用法遵守義務違反による契約解除が問題となった事例では、契約解除を無効とした判例と有効とした判例があります。
1.契約解除を無効とした判例
この判例では、借主がそれまで活版印刷の工場兼事務所に使っていた建物を、写真印刷の製版のための作業所に変更したことに対し、貸主が契約を解除したことが有効かどうかが争われました。

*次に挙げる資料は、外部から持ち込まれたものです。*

PR #561, opened 2020-04-10
[DOCU] Update WASM tutorial

LorenzE:
Update WASM tutorial with Qt 5.15 info and fix git clone command mistake.


juangpc:
OK!
I was able to follow all the steps in the tutorial and didn't notice the error. 😞

PR #562, opened 2020-04-14
[ENH] Update brainflow version to add unicorn

Andrey1994:

new release of brainflow supports [unicorn device](https://www.unicorn-bi.com/)(for now only on linux)


Andrey1994:
I am just curios about libbluetooth3, I dont use any system packages and there are no system level dependencies in BrainFlow... Some third party SDKs require BLUEZ but I dont link BrainFlow with these libs and call dlopen manually instead if device which requires this SDK was selected.

Andrey1994:
```
ERROR: ldd outputLine: "libbluetooth.so.3 => not found"
ERROR: for binary: "/home/runner/work/mne-cpp/mne-cpp/applications/mne_scan/plugins/brainflowboard/brainflow/java-package/brainflow/src/main/resources/libunicorn.so"
ERROR: Please ensure that all libraries can be found by ldd. Aborting.
```
I dont link BrainFlow with libunicorn.so it looks like linuxdeployqt runs ldd for all libraries/binaries in a folder even if they are not used. I didnt know that

PR #580, opened 2020-04-27
[ENH,MAINT] Update Fwd. Solution with new Head Position 

RDoerfel:
This PR aims to make head position updates to the forward solution possible. Therefore I had to introduce a couple of changes.

1. Split computeForward into:
- initFwd() that contains initialization, loading and preparation of source space, coil set and bem model
- calculateFwd() - actual calculation of the MEG and EEG forward solution
- storeFwd() - write solution to file

2. Make the most important variables a member for ComputeFwd()
- ToDo: once refactored MNEForwardSolution should be the main output that stores the solution for further use

3. Add function updateHeadPos() that takes a meg->head transformation and recalculates the meg forward solution for updated coil set
- ToDo: once refactored it might be possible to recalculate a bit less

4. Update test_mne_forward_solution

5. Add example that shows the newly introduced workflow 
- The Workflow is going to change a bit once the FWDLIB is successfully refactored. So far we have to store the fwd solution and read it with MNEForwardSolution to create this object. In the future, computeForward should provide MNEForwardSolution as a member.

### DIFF
--- a/applications/mne_forward_solution/main.cpp
+++ b/applications/mne_forward_solution/main.cpp
@@ -76,6 +76,7 @@ int main(int argc, char *argv[])
     ComputeFwdSettings settings(&argc,argv);
     ComputeFwd cmpFwd(&settings);
     cmpFwd.calculateFwd();
+    cmpFwd.storeFwd();
 
     return app.exec();
 }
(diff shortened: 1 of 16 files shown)


RDoerfel:
With the last commit I replaced the MneNamedMatrix that stores the lead field Matrix with FiffNamedMatrix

この点、東京地裁は、写真印刷の製版作業は活版印刷作業よりも静かで清潔な作業であり、貸主に不利益を及ぼさないこと、写真印刷の製版作業に変更したのは借主に止むを得ない事情があったこと、また、原状回復はそれほど困難ではなく建物に重大な影響を及ぼさないなどの理由から、信頼関係破壊に至っていないとして、契約解除を無効としました
(東京地裁の平成3年12月19日判決)。
2.契約解除を有効とした判例
この判例では、会社の事務所に使用するために借りたビルの一室を、借主がテレホンクラブの営業に使用したことを理由とする契約解除が有効かどうかが争われました。
東京地裁は、借主の営業によりビル全体の品位が損なわれ、警察の捜索を受けるなどビル所有者として好ましくない事態が生ずる恐れがあること、契約を結ぶ際に借主がテレホンクラブを営業することを隠しており、それがわかっていれば貸主は物件を貸さなかったこと、また、他の入居者からも苦情が出ていることなどから、信頼関係が破壊されているとして契約解除を有効としました(東京地裁の昭和63年12月5日判決)。
このほかに、契約解除を有効とした判例としては、貸室を暴力団の事務所として使用したことが背信行為であるとして、解除を有効とした判例(東京地裁/平成7年10月11日判決)があります。